Editor’s Note: This article has been submitted by TCM Guest Contributor: Fr. Quinn Mann. 

There I was sitting behind a pillar of our Cathedral in Green Bay, Wisconsin amidst a handful of my dedicated brother priests celebrating a Mass for our twenty-seven seminarians and their parents.   Our bishop was preaching and I began to tune him out thinking, “I’ve heard this one before.”  When all of a sudden I hear words piercing my heart and speaking directly to me.  The words were, “I was trying to do too much.”  After receiving communion my heart moved to a meditation on Saint Joseph.  It was appropriate with Christmas around the bend.  Saint Joseph had to really fight hard to defend Jesus and Mary.  He fought to retain Mary’s dignity and his own name in the midst of communal scrutiny and scandal at Mary’s pregnancy by the Holy Spirit.  Joseph fought to bring Mary and the vulnerable baby to Bethlehem for a dramatic birth.  In the midst of Herod’s hatred, Joseph made a leap of faith and fought to bring Mary and Jesus into the foreign land of Egypt.  Later, Joseph would fight the crowds and intensity of the Temple to present Jesus to the Lord.  Joseph was a fighter and defended the Divinity of God made manifest in Christ.  He was a fighter for the Immaculate Mother of God.  Joseph did not back down and never gave up.  These fights were very real and tangible.  The battles fought were seen and directly contended in an arena of forces that were obviously evil and insidious.   Joseph was matched to fight in a ring with an opponent that was openly trying to destroy God.

Then there is Nazareth.  What happens?

Mind you all of this was racing through my heart after communion in an instant.  Where did Joseph the fighter disappear to?  I thought the fighting was over and there was no more battle to be won.  Ah!  This was the moment of clarity in my soul.  For Joseph, the battle had just begun.  His fight had simply changed it’s front and the battlefield changed into a deeply hidden spiritual reality.  Perhaps in Nazareth, his fight was to remain and abide in the presence of God.  For a moment think about how difficult it may have been to be the only one not sharing in a sinless nature.  Talk about feeling like a third wheel!  Joseph remained in proximity to the Divine.  He literally dwelt with Mary, the sinless virgin and the Christ, the second person of the Divine Trinity; the One, the anointed.

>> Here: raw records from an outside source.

PR #547, opened 2026-04-27

r3dbars:
## Summary
- fix retained-audio archiving to use the live capture-library archive path for successful transcriptions, matching the failed-transcription path
- add a regression test covering provider-backed retained-audio directory resolution

### Logic bug
- successful recording archive copies previously used the task manager's initial `retainedAudioDirectory` snapshot, so changing the capture library at runtime could keep saving retained audio into the old archive location
- failed-transcription archiving already used the live `retainedAudioDirectoryProvider`, so the behavior was inconsistent across success vs failure paths

### Tests
- added coverage proving the task manager prefers the live provider value when it changes during runtime

## Verification
- `bash build.sh`
- `bash run-tests.sh`


r3dbars:
**Verdict**: APPROVE

**Summary**: This PR fixes a real logic inconsistency where successful-transcription audio archiving used a stale `retainedAudioDirectory` snapshot from init time, while failed-transcription archiving already used the live `retainedAudioDirectoryProvider` closure. The fix extracts a single `currentRetainedAudioDirectory()` method that both paths now share, and adds a focused regression test. Clean, well-scoped change.

**Blockers**: None.

**Should fix**: None.

**Nits**:
- `retainedAudioDirectory` (line 26 of `TranscriptionTaskManager.swift`) is `let` with `internal` access. Now that `currentRetainedAudioDirectory()` exists as the correct way to get the live value, a future caller within the module could still accidentally read the stale stored property directly. Consider marking it `private` in a follow-up if nothing outside the class reads it. Not a regression from this PR — just a guardrail opportunity.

The words “trying to do too much,” came back with the tinge of guilt due to a son who was slowly realizing that his fight had changed fronts.  For nine years my battles in priestly life were often fought to bring a ministry into being.  Now at a different time, I was thinking that there must be battles to keep fighting, almost fabricating them to fuel my own false conceptions of what “ought” to be accomplished.  Idols can be created so easily.

God was revealing a new internal spiritual fight that takes place in the depth of a masculine soul; one that transformed Joseph into the foster father to form and shape Jesus’ humanity to meet His divine nature.  By accepting his role to remain and abide IN the love of the Divine Presence, Joseph actualized the depth of the authentic masculine heart.  He dwelt with the divine love all the while fighting against the temptation to “do too much.”

Brothers in Christ, do not be duped by the lie of the evil one that your battles are to accomplish and acquire.  The battle of the man’s heart is to surrender to the truth that God WANTS you to be in His Divine Presence.  Prayer is the front.  Take your sin to Nazareth and abide with Jesus and Mary.  Learn the art of Joseph’s silence in the midst of awe for God’s love for you.  It is the place of receptivity, a shaky ground for any man whose nature seems bound to productivity and efficiency. This is the hidden and silent battleground of Nazareth.  The place of deep interior union with Joseph and Mary.  It is the true heart of a man whose identity does not come from what he does but who He is — a brother of Joseph, an adopted Son of God, and protector of Mary.  Do not try to do too much.  I had begun to turn a corner behind a pillar in my priestly life.  Now, I just want to to be with Joseph in Nazareth with Jesus whom I love.  Everything else is what God will do.  Apart from you Lord, I want nothing.